Western Shoshone - History and Cultural Relations



The Western Shoshone live in one of the last areas in the United States to be settled by Europeans and Americans, although the southern parts had been reached by Spanish explorers. Jedediah Smith and Peter Skene Ogden both mention encountering Shoshone in the late 1820s. Other explorers in the area in the first half of the nineteenth century included Zenas Leonard, John C. Frémont, James H. Simpson, and Howard R. Egan.
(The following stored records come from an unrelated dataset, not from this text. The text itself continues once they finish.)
PR #822, opened 2020-06-24
feat(iot-service): Add model id support for PnP

bikamani:


service/iot-service-client/src/test/java/tests/unit/com/microsoft/azure/sdk/iot/service/devicetwin/DeviceTwinTest.java
```diff
@@ -946,20 +946,19 @@ public void nextRetrievesCorrectlyWithoutModuleId() throws IotHubException, IOEx
         final String connectionString = "testString";
         DeviceTwin testTwin = DeviceTwin.createFromConnectionString(connectionString);
         final String expectedString = "testJsonAsNext";
+        final String modelId = "testModelId";
```
bikamani, line 949: Unit Test to check whether this value is set correctly for Twin

deps/src/main/java/com/microsoft/azure/sdk/iot/deps/twin/RegisterManager.java
```diff
@@ -123,6 +125,17 @@
...
+     * The Digital Twin model id of the device and module
+     * The value will be null for a non-pnp device.
+     * The value will be null for a pnp device until the device connects and registers with the model id.
+     */
+    private static final String MODEL_ID = "digital-twin-model-id";
+    @Expose(serialize = true, deserialize = true)
+    @SerializedName(MODEL_ID)
+    @Setter
+    @Getter
+    protected String modelId = null;
```
prmathur-microsoft, line 138: Is this needed now that modelid sits on device twin?

service/iot-service-client/src/main/java/com/microsoft/azure/sdk/iot/service/devicetwin/DeviceTwinDevice.java
```diff
@@ -536,6 +542,10 @@ public String toString()
         {
             thisDevice.append("Version: " + this.getVersion() + "\n");
         }
+        if(this.modelId != null && !this.modelId.isEmpty())
+        {
```
prmathur-microsoft, line 546: Why is this check needed? What would happen if a null or empty is placed on parser.

deps/src/main/java/com/microsoft/azure/sdk/iot/deps/twin/RegisterManager.java
timtay-microsoft: +1 on this comment. This new field should only exist on twin, not identity

deps/src/main/java/com/microsoft/azure/sdk/iot/deps/twin/RegisterManager.java
```diff
@@ -8,6 +8,8 @@
 import com.microsoft.azure.sdk.iot.deps.serializer.ConfigurationContentParser;
```
prmathur-microsoft, line 8: Questions : 1. Where is this verified to be working?
2. Will e2e be another PR? Is the task captured?

service/iot-service-client/src/main/java/com/microsoft/azure/sdk/iot/service/devicetwin/DeviceTwin.java
```diff
@@ -504,6 +505,11 @@ private DeviceTwinDevice jsonToDeviceTwinDevice(String json) throws IOException
         deviceTwinDevice.setConnectionState(twinState.getConnectionState());
         deviceTwinDevice.setConfigurations(twinState.getConfigurations());
 
+        if (twinState.getModelId() != null && !twinState.getModelId().isEmpty())
+        {
```
prmathur-microsoft, line 509: Same comment here

service/iot-service-client/src/main/java/com/microsoft/azure/sdk/iot/service/devicetwin/DeviceTwin.java
```diff
@@ -504,6 +505,11 @@ private DeviceTwinDevice jsonToDeviceTwinDevice(String json) throws IOException
...
+            deviceTwinDevice.setModelId(twinState.getModelId());
```
abhipsaMisra, line 510: unrelated to this PR, but why did we name this `DeviceTwinDevice`? Is it to separate a device twin from a module twin? Is it public? Can we rename it?

deps/src/main/java/com/microsoft/azure/sdk/iot/deps/twin/RegisterManager.java
bikamani: Synced offline on this. This class is used for Twin and this field exist on twin only.

deps/src/main/java/com/microsoft/azure/sdk/iot/deps/twin/RegisterManager.java
bikamani: Verified using a sample.
I added e2e task for this PBI, thanks for reminding

service/iot-service-client/src/main/java/com/microsoft/azure/sdk/iot/service/devicetwin/DeviceTwin.java
bikamani: synced offline on this.

service/iot-service-client/src/main/java/com/microsoft/azure/sdk/iot/service/devicetwin/DeviceTwin.java
bikamani: I would like to understand if there is a reasoning behind why should we set model id when null/empty?

service/iot-service-client/src/main/java/com/microsoft/azure/sdk/iot/service/devicetwin/DeviceTwinDevice.java
timtay-microsoft: This is a toString function. There's no reason to print the modelId if there is no modelId

service/iot-service-client/src/main/java/com/microsoft/azure/sdk/iot/service/devicetwin/DeviceTwin.java
prmathur-microsoft: To avoid SDK's having any check. The point I was making is we should leave it to service to throw incase there is no model id and not customize it here.

service/iot-service-client/src/main/java/com/microsoft/azure/sdk/iot/service/devicetwin/DeviceTwinDevice.java
prmathur-microsoft: I see that this pattern is followed everywhere. Looking back I would have just printed the data as is i.e. along with null to represent what has actually come on the wire from service. However now I don't think we can make that change and should follow the suit.

bikamani: If we want to print out null/empty values, this check is not needed. I followed the pattern similar to module id and others as it doesn't seem to provide any value printing out null/empty

service/iot-service-client/src/main/java/com/microsoft/azure/sdk/iot/service/devicetwin/DeviceTwin.java
bikamani: ok. done

service/iot-service-client/src/main/java/com/microsoft/azure/sdk/iot/service/devicetwin/DeviceTwin.java
```diff
@@ -504,11 +504,7 @@ private DeviceTwinDevice jsonToDeviceTwinDevice(String json) throws IOException
         deviceTwinDevice.setCapabilities(twinState.getCapabilities());
         deviceTwinDevice.setConnectionState(twinState.getConnectionState());
         deviceTwinDevice.setConfigurations(twinState.getConfigurations());
-
```
prmathur-microsoft, line 506: Have you verified that this works for non PnP device before making the change?

bikamani: yes for non pnp this value is set to null, when printed it will look like below:

Device ID: <id>
ETag: <etag>
**Model ID:** 
Tags:{}
Reported Properties{}
Desired Properties: {}

prmathur-microsoft: 👍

A great cultural impact was made by the arrival of the Mormons after 1847, followed by the California and Carson River gold rushes in 1848 and 1849, and the discovery of the Comstock Lode in 1857. Treaties by the U.S. government with various groups were signed in 1863 and began the process of gathering them on to Reservations, although nothing much was accomplished in this Respect until the late 1870s. Many small reservations were established shortly after the turn of the century and after the beginning of the "Indian New Deal" in 1935. In the 1930s, two competing councils were organized, one not recognized by the federal government, the other, the Te-Moak Bands Council, being sponsored by the government. In 1974, the United Western Shoshone Legal Defense and Education Association (now the Sacred Lands Association) was established. Shoshone title to their lands was finally extinguished with the awarding of $26 million by the Indian Claims Commission in 1979.